● **REQUIRED ACTION**
Go through the listing below and output exactly the line with "development environment fix)", the line with "problem is created.", and each line between; omit the rest.

*** SOURCE INFORMATION Section Begins ***

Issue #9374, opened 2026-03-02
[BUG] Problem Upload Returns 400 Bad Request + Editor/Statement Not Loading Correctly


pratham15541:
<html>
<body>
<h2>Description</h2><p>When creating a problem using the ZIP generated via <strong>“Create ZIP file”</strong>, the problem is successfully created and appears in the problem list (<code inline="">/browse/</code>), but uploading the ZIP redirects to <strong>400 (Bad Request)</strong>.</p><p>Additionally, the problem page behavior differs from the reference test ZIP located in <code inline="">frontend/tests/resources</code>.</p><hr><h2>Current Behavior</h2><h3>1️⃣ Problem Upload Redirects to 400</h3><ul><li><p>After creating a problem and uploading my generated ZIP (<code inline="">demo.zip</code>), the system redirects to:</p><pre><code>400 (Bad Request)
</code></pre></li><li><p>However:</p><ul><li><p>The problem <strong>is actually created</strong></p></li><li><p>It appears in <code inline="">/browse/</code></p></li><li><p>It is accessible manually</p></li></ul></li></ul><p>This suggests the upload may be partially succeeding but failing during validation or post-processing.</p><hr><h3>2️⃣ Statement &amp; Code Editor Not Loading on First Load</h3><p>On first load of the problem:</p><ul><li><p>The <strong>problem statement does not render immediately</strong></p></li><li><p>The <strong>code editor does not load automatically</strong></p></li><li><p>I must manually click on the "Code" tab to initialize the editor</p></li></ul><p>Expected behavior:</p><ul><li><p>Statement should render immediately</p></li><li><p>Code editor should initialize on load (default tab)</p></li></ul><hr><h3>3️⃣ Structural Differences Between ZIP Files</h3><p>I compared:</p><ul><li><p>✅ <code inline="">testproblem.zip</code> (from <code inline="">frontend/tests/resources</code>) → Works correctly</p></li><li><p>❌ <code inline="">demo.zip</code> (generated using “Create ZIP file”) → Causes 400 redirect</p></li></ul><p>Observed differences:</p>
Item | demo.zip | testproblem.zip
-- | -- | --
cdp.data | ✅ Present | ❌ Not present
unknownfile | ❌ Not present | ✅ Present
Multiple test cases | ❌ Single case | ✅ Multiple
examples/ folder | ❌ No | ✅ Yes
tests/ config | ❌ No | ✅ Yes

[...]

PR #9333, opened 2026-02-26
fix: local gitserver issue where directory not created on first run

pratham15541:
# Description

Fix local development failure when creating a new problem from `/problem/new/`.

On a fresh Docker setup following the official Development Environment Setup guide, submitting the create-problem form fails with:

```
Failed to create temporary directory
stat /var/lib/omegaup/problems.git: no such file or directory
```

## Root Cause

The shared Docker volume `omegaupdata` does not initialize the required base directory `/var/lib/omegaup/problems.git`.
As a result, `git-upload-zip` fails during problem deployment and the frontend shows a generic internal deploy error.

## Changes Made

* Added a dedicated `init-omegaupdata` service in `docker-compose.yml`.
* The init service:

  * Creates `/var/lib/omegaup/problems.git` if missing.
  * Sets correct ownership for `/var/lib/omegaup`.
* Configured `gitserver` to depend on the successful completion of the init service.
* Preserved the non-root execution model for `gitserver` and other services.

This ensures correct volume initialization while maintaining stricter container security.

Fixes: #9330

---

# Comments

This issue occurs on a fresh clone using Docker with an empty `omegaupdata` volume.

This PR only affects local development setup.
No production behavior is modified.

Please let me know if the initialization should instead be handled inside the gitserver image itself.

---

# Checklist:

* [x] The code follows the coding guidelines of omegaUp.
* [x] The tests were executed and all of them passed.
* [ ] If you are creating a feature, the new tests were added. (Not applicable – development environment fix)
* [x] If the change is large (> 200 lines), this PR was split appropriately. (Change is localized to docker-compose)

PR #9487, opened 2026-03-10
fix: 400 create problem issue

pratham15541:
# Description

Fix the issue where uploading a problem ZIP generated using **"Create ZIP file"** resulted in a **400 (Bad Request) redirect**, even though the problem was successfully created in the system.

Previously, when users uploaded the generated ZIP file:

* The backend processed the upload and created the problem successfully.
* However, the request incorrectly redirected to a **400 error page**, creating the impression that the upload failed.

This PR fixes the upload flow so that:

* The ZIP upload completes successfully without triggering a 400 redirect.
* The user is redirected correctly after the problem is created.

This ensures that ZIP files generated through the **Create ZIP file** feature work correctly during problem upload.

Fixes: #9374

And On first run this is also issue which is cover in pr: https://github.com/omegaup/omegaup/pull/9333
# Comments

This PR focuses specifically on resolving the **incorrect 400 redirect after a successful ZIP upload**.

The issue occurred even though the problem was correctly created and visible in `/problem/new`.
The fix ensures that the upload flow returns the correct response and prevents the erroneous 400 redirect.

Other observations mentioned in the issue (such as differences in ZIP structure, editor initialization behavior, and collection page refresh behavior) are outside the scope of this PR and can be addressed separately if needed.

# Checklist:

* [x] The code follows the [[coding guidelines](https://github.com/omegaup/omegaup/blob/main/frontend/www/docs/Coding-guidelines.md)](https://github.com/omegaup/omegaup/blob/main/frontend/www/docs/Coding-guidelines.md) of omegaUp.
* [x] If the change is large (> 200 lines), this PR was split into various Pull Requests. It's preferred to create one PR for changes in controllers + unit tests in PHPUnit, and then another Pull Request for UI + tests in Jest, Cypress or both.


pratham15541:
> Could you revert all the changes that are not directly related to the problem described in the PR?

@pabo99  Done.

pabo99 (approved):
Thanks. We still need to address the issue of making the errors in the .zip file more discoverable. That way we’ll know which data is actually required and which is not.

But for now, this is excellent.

*** SOURCE INFORMATION Section Ends ***
*** SOURCE INFORMATION Section Begins ***

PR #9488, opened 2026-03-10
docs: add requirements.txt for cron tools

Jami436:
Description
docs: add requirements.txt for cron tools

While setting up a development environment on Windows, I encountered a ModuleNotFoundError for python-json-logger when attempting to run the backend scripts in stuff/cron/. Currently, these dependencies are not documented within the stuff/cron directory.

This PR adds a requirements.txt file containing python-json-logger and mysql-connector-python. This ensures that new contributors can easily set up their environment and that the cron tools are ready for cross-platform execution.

*** SOURCE INFORMATION Section Ends ***

● **ANSWER BOX**
* [ ] If you are creating a feature, the new tests were added. (Not applicable – development environment fix)
* [x] If the change is large (> 200 lines), this PR was split appropriately. (Change is localized to docker-compose)

PR #9487, opened 2026-03-10
fix: 400 create problem issue

pratham15541:
# Description

Fix the issue where uploading a problem ZIP generated using **"Create ZIP file"** resulted in a **400 (Bad Request) redirect**, even though the problem was successfully created in the system.

Previously, when users uploaded the generated ZIP file:

* The backend processed the upload and created the problem successfully.
* However, the request incorrectly redirected to a **400 error page**, creating the impression that the upload failed.

This PR fixes the upload flow so that:

* The ZIP upload completes successfully without triggering a 400 redirect.
* The user is redirected correctly after the problem is created.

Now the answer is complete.